1st Place
The hackathon took place over 2 weeks, involving the following challenges:
- Coding Challenge:
- Various LeetCode-style questions with difficulties ranging from medium to hard were given, with extra points for each question given to the top few fastest participants.
- Linux Challenge:
- Use Linux commands to find secrets inside the filesystem given.
- Find the Bug Challenge:
- Given snippets of programming-language-agnostic code that each executed a certain kind of algorithm, find the bug in the code within the time limit.
- Quizzes:
- Quizzes testing general knowledge about programming and Meta.
- Product Thinking Challenge:
- The product thinking challenge involved two stages that could be completed in groups of up to 4 people. I completed the challenge in a 2-man team. The first stage involved coming up with a 2-slide proposal for a tech idea that could solve a given problem statement, and the second stage involved fleshing out the details of our solution, with the best presentation chosen by a panel of Meta judges. My team was the overall champion for this challenge.
August 2021: Citi Hackoverflow
1st Place
July 2020: BrainHack Today I Learned
2nd Place
The qualifying round of the hackathon involved a Kaggle competition comprising two challenges:
- Text classification:
- Given a natural sentence, perform multiclass classification to identify various key aspects, such as their gender as well as their clothes.

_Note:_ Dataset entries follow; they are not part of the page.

PR #241, opened 2022-05-01
Port AutoMemPool to 0.30-rework

danieldg:
This provides an API based on dividing the pool into slots.  It is simpler than MultiPool because it does not move slots, which might result in more memory use if there are many resize operations.

### DIFF
--- a/src/shm/pool/raw.rs
+++ b/src/shm/pool/raw.rs
@@ -150,21 +150,17 @@ impl io::Seek for RawPool {
 }
 
 impl RawPool {
-    pub(crate) fn new<D, U>(
-        len: usize,
-        shm: &wl_shm::WlShm,
-        qh: &QueueHandle<D>,
-        udata: U,
-    ) -> Result<RawPool, CreatePoolError>
-    where
-        D: Dispatch<wl_shm_pool::WlShmPool, UserData = U> + 'static,
-        U: Send + Sync + 'static,
-    {
+    pub(crate) fn new(len: usize, shm: &wl_shm::WlShm) -> Result<RawPool, CreatePoolError> {
         let shm_fd = RawPool::create_shm_fd()?;
         let mem_file = unsafe { File::from_raw_fd(shm_fd) };
         mem_file.set_len(len as u64)?;
 
-        let pool = shm.create_pool(shm_fd, len as i32, qh, udata).map_err(GlobalError::from)?;
+        let pool = shm
+            .send_constructor(
+                wl_shm::Request::CreatePool { fd: shm_fd, size: len as i32 },
+                Arc::new(ShmPoolData),
+            )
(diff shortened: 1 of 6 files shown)


danieldg:
This currently relies on https://github.com/Smithay/wayland-rs/pull/483

src/shm/pool/raw.rs
```diff
@@ -94,6 +101,33 @@ impl RawPool {
         Ok(buffer)
     }
 
+    #[allow(clippy::too_many_arguments)]
+    pub(crate) fn create_buffer_raw(
```
i509VCB, line 105: is this something other pool implementations (out of crate implementations especially) could use and justify making this function public?

danieldg: I think so, although depending on how the client API works out, it may not be needed as long as the `pool()` function exists to allow direct access to the interface.

src/shm/pool/slot.rs
```diff
@@ -0,0 +1,501 @@
...
+
+/// A [`wl_buffer::WlBuffer`] allocated from a [SlotPool].
+///
+/// When this object is dropped, the buffer will be destroyed immediately if it is not active, or
+/// upon the server's release if it is.
+#[derive(Debug)]
+pub struct Buffer {
+    buffer: wl_buffer::WlBuffer,
+    height: i32,
+    stride: i32,
```
i509VCB, line 84: width could be useful if you need to tell a software renderer the extent of the framebuffer.

i509VCB (approved):
Everything else appears to look good.

src/shm/pool/slot.rs
danieldg: It's easy to track this yourself if it's not a trivial calculation from the stride (most commonly - ARGB8888 with align 1 or 4 - it will be stride/4). The values that are stored are just the ones needed to produce the correct buffer size.

snakedye: If format of the buffer is exposed you could determine the size but otherwise the user has to use a fixed format for all the buffers to know the amount of bytes per pixel. Most of the time I'll be 4 but sometimes it might not be. I don't know how much you value that but it'd be better if the pool was capable of supporting all formats.

danieldg: Tracking formats by storing the used format alongside the buffer seems reasonable to me.  If you support anything beyond {A,X}RGB8888 you already need to track support prior to creating the buffer, so you either store this alongside the pool or you can store it alongside the buffer.

Alternatively the `Buffer` struct could retain the full fields as configured, if this type of tracking is going to be normal for the SCTK front-ends for various protocol objects: having surfaces or windows track their size, scale, and transform, and other state.

vberger (approved):

PR #242, opened 2022-05-01
Expose globals via State objects

danieldg:
Most RegistryHandlers expose their contained global; add it to Shm and Compositor.


i509VCB (approved):
I swear I recall exposing the protocol objects...

PR #246, opened 2022-05-08
RFC: SlotPool shared memory API

danieldg:
This provides a simpler, more robust API than MultiPool.  Unlike MultiPool, it does not move slots, which might result in more memory use if there are many resize operations.

Based on #245 because it relies on calling destructors in `Drop::drop`.


src/shm/pool/slot.rs
```diff
@@ -0,0 +1,412 @@
...
+pub enum ActivateSlotError {
+    /// Buffer was already active
+    #[error("Buffer was already active")]
+    AlreadyActive,
+}
+
+#[derive(Debug)]
+pub struct SlotPool {
+    pub(crate) inner: RawPool,
+    free_list: Arc<Mutex<Vec<(usize, usize)>>>,
```
i509VCB, line 46: would be nice to know what the two usize values are

src/shm/pool/slot.rs
```diff
@@ -0,0 +1,412 @@
...
+const BUFFER_STATE_DESTROY_ON_RELEASE: u8 = 2;
+
+/// Buffer has been destroyed
+const BUFFER_STATE_DEAD: u8 = 3;
+
+/// Value that is ORed on buffer release to transition to the next state
+const BUFFER_STATE_RELEASE_SET: u8 = 1;
+
+/// Value that is ORed on buffer destroy to transition to the next state
+const BUFFER_STATE_DESTROY_SET: u8 = 2;
```
i509VCB, line 78: Might be nice to note these exist because we don't have any AtomicEnum

src/shm/pool/slot.rs
```diff
@@ -0,0 +1,412 @@
...
+        })
+    }
+
+    /// Get the bytes corresponding to a given slot.
+    ///
+    /// Note: prefer using canvas, which will prevent drawing to a buffer that has not been
+    /// released by the server.
+    ///
+    /// Returns an empty buffer if the slot does not belong to this pool.
+    pub fn raw_data_mut(&mut self, slot: &Slot) -> &mut [u8] {
```
i509VCB, line 242: I assume this is for higher level pools based on the slot pool?

src/shm/pool/slot.rs
```diff
@@ -0,0 +1,412 @@
...
+                offset,
+                len,
+                active_buffers: AtomicUsize::new(0),
+            }),
+        })
+    }
+
+    /// Get the bytes corresponding to a given slot.
+    ///
+    /// Note: prefer using canvas, which will prevent drawing to a buffer that has not been
```
i509VCB, line 238: let's use the doc comments to link to `SlotPool::canvas`

src/shm/pool/slot.rs
```diff
@@ -0,0 +1,412 @@
...
+        let canvas = self.raw_data_mut(&slot);
+        Ok((slot, buffer, canvas))
+    }
+
+    /// Get the bytes corresponding to a given slot if drawing to the slot is permitted.
+    ///
+    /// Returns `None` if there are active buffers in the slot or if the slot does not correspond
+    /// to this pool.
+    pub fn canvas(&mut self, slot: &Slot) -> Option<&mut [u8]> {
+        if slot.has_active_buffers() {
```
i509VCB, line 130: I could see it being useful to access the canvas of one specific buffers in a slot assuming it is not in use.

src/shm/pool/slot.rs
```diff
@@ -0,0 +1,412 @@
...
+#[derive(Debug, thiserror::Error)]
+pub enum ActivateSlotError {
+    /// Buffer was already active
+    #[error("Buffer was already active")]
+    AlreadyActive,
+}
+
+#[derive(Debug)]
+pub struct SlotPool {
+    pub(crate) inner: RawPool,
```
i509VCB, line 45: The shm pool is leaked as RawPool does not cleanup on drop.

In particular do note that a buffer **can** outlive it's pool protocol object

src/shm/pool/slot.rs
```diff
@@ -0,0 +1,412 @@
...
+const BUFFER_STATE_DEAD: u8 = 3;
+
+/// Value that is ORed on buffer release to transition to the next state
+const BUFFER_STATE_RELEASE_SET: u8 = 1;
+
+/// Value that is ORed on buffer destroy to transition to the next state
+const BUFFER_STATE_DESTROY_SET: u8 = 2;
+
+#[derive(Debug)]
+pub struct Buffer {
```
i509VCB, line 81: It would be quite nice to be able to use a buffer to get the area to draw into vs getting the entire slot's content and calculating where to draw myself

src/shm/pool/slot.rs
```diff
@@ -0,0 +1,412 @@
...
+                data.inner.active_buffers.fetch_add(1, Ordering::Relaxed);
+                Ok(())
+            }
+            Err(BUFFER_STATE_ACTIVE) => Err(ActivateSlotError::AlreadyActive),
+            _ => unreachable!("Invalid state in BufferData"),
+        }
+    }
+
+    /// Manually mark a buffer as inactive.
+    pub fn deactivate(&self) -> Result<(), ActivateSlotError> {
```
i509VCB, line 344: Elaborate on why someone shouldn't use this function in the docs

src/shm/pool/slot.rs
danieldg: Yes, or for things like using read-only access to a buffer that is in use by the server.

src/shm/pool/slot.rs
danieldg: A slot is either used or unused as a whole; it generally only has one buffer.  I do plan to add a `fn canvas(&mut self, buffer: &Buffer)` however.

src/shm/pool/slot.rs
danieldg: I think that cleanup should be done in `RawPool`, unless there's a reason not to?

danieldg: correction: RawPool already does cleanup on drop.  Buffers continue to exist (and are usable, although you cannot access their canvas anymore) until they are dropped and released.

src/shm/pool/slot.rs
```diff
@@ -0,0 +1,514 @@
...
+            return Err(CreateBufferError::PoolMismatch);
+        }
+
+        let data = Arc::new(BufferData {
+            inner: slot.inner.clone(),
+            state: AtomicU8::new(BufferData::INACTIVE),
+        });
+        let buffer =
+            self.inner.create_buffer_raw(offset, width, height, stride, format, data)?;
+        buffer.backend().upgrade().expect("alive").get_data(buffer.id()).expect("has").downcast_ref::<BufferData>().expect("is");
```
i509VCB, line 311: Better `.expect()` descriptions would be nice.

danieldg:
Replaced by updating #241

src/shm/pool/slot.rs
i509VCB, line 311: This statement appears to be some sort of assertion that is nearly always true after the `has` expect?

danieldg: This was a test line that was left in by accident.

PR #248, opened 2022-05-13
Update Calloop to 0.10.0

wash2:
This PR updates Calloop to 0.10.0

### DIFF
--- a/src/event_loop.rs
+++ b/src/event_loop.rs
@@ -1,12 +1,8 @@
-use std::{
-    io,
-    os::unix::io::RawFd
-};
+use std::{io, os::unix::io::RawFd};
 
 use calloop::{
-    generic::{Generic},
-    EventSource, InsertError, Interest, LoopHandle, Mode, PostAction, RegistrationToken,
-    TokenFactory,
+    generic::Generic, EventSource, InsertError, Interest, LoopHandle, Mode, PostAction,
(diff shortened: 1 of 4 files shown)


src/event_loop.rs
```diff
@@ -125,23 +121,23 @@ impl EventSource for WaylandSource {
         &mut self,
         poll: &mut calloop::Poll,
         token_factory: &mut TokenFactory,
-    ) -> std::io::Result<()> {
+    ) -> Result<(), calloop::Error> {
```
i509VCB, line 124: This should be io::Result?

src/event_loop.rs
```diff
@@ -171,7 +167,7 @@ impl EventSource for WaylandSource {
         Ok(())
     }
 
-    fn post_run<F>(&mut self, _: F) -> std::io::Result<()>
+    fn post_run<F>(&mut self, _: F) -> Result<(), calloop::Error>
```
i509VCB, line 170: calloop::Result<()> can be used here

src/event_loop.rs
wash2: when I try to use `io::Result`, I see an error. `calloop::Result` is fine though

vberger:
Given this is a breaking change of the API, I'd be inclined to integrating it as part of the 0.30 rework, rather than make a breaking calloop release for just that.

PR #251, opened 2022-05-22
Multipool: Use borrow type to find the key 

snakedye:
Adapt a similar behaviour to rust's hashmap where a borrowing type used to compare the keys.


vberger:
The FreeBSD error was spurious, I restarted the job. There is a nit rustfmt is unhappy about though.

Other than that, LGTM :+1:

PR #252, opened 2022-05-22
Custom user data

danieldg:
Allow applications to store data attached to wayland objects in addition to the data that SCTK stores there.

### DIFF
--- a/src/compositor.rs
+++ b/src/compositor.rs
@@ -39,6 +39,16 @@ pub trait CompositorHandler: Sized {
     );
 }
 
+pub trait SurfaceDataExt: Send + Sync {
+    fn surface_data(&self) -> &SurfaceData;
+}
+
+impl SurfaceDataExt for SurfaceData {
+    fn surface_data(&self) -> &SurfaceData {
+        self
+    }
+}
+
 #[derive(Debug)]
 pub struct CompositorState {
     wl_compositor: GlobalProxy<wl_compositor::WlCompositor>,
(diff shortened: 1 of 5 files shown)


examples/image_viewer.rs
```diff
@@ -0,0 +1,356 @@
...
+                return;
+            }
+        };
+
+        // We'll need the image in RGBA for drawing it
+        let image = image.to_rgba8();
+
+        pool_size += image.width() * image.height() * 4;
+
+        let viewer = Arc::new_cyclic(|weak| {
```
i509VCB, line 71: What's the rationale behind storing all the image state in an arc and sharing it with every window vs using the &mut self reference you have in all the callbacks?

danieldg: Avoiding the requirement that the `&mut self` maintain and walk a list of all surfaces when handling events.

Looking at the individual patches instead of the big diff makes this clearer.

danieldg: I could drop the Demonstrate patch; the example might be clearer without it.

src/compositor.rs
```diff
@@ -103,55 +152,104 @@ macro_rules! delegate_compositor {
             ] => $crate::compositor::CompositorState
         );
     };
+    ($ty: ty, surface: $surface: ty) => {
```
i509VCB, line 155: This macro has limited usefullness if we have two user data implementations for something in a user's app.

danieldg: Hmm, it might be useful to change that to a list of types instead of a single type.

i509VCB (approved):

vberger (approved):

i509VCB:
It appears this has sat here for eons, time to merge I guess

PR #282, opened 2022-07-21
fix image_viewer example

MaxVerevkin:
Before 

https://user-images.githubusercontent.com/34583604/180189421-e6dbf496-e0e9-492c-8f28-86e43c1d07a3.mp4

- Our team used a bi-directional LSTM with attention, as well as label smoothing, tuning it with five-fold cross-validation, and achieved the highest F1-score on the private leaderboard among all teams.
- Object detection:
- Given an image, draw bounding boxes indicating where in the image there are clothes, as well as what kind of clothes they are, such as trousers or dresses.
- Evaluation was based on mAP.
- Our team used an ensemble of 5 different object detection models, comprising YOLOv4, YOLOv5, EfficientDet, DETR, and RetinaNet, and combined their predictions using Weighted-Boxes-Fusion. We used different image augmentation methods for each model to increase diversity.
Our team emerged as the top team on the final private leaderboard.
The second (and final) stage of the hackathon was a disaster rescue scenario involving several connected challenges. This stage was conducted physically, and all challenges below had to run consecutively without any human intervention.
- Aerial photography of disaster site using a drone:
- We were tasked to write code that could fly a small drone upwards, locate a landmark on the ground, position itself over that landmark, and capture the scene.
- The captured scene was used as the input to the next part of the challenge.
- Autonomous path finding and obstacle avoidance based on the aerial photograph:
- The obstacles’ colors were distinct from the ground’s colors, so we used OpenCV to perform color filtering and segment the scene into unobstructed vs obstructed areas.
- The areas were subdivided into smaller grids that we ran the A* search algorithm on. The destination location was detected in the scene by using text detection software as it was marked out with a letter.
- The path found by the A* search algorithm was translated to real world measurements by scaling it based on an object with a known size in the scene. In our case, we used the letter that marked the destination as our reference.
- Autonomous identification of target given a natural language input:
- The “people” in the scene were all wearing distinct sets of clothing, for example one could be wearing a red shirt and jeans while another would be wearing a blue shirt and jeans. We got the robot to capture still images of all the “people” by having it rotate to roughly locate each “person”, followed by using a person detection model (YOLOv4) to extract their bounding box. The image was then cropped to the bounding box (with some padding) and fed to the CV model.
- We then had to run the natural language input of the target given through our NLP model and compare its outputs with our CV model’s output for each “person” to identify the correct target. Sample natural language input would be something like: “She wore grey long pants with a hoodie and had fair skin.”.
- Autonomous grabbing of target with a robotic arm:
- We had to write code that could move the robot forward to the correct distance away from the target based on the camera feed and move the robotic arm to grab the target firmly.
- We rotate the robot roughly to the direction of the target, then use a person detection model to find the bounding box of the target, and made minor adjustments after each forward movement to ensure that the bounding box was still roughly in the middle, which would ensure that the robot was not straying off track.
- We used an empirical method to pre-determine some thresholds the bounding box would hit when the robot is close enough to grab the person, and made sure that these thresholds weren’t overshot by scaling down the range of the robot’s forward motion as it approached the target. Once the thresholds were hit, the grabbing action sequence would be activated, and it would grab the target accurately and firmly.
March 2016: Singapore Science and Engineering Fair
Silver Award
My project was about the classification of handwritten characters by applying feature extraction on images and subsequently feeding these features into a small and simple feedforward neural network for classification. The feature extraction involved the following steps:
- Binarization of the image via Otsu’s method
- Skeletonization
- Removing all connected components that were too small based on a threshold
- Extracting a fixed sample of points by tracing the remaining skeletons in a fixed order
This preprocessing helped my model achieve comparable results to the state of the art (at that point in time). I presented my methodology and results to 3 judges at the Engineering Fair in the form of a poster, and received the Silver Award for my efforts.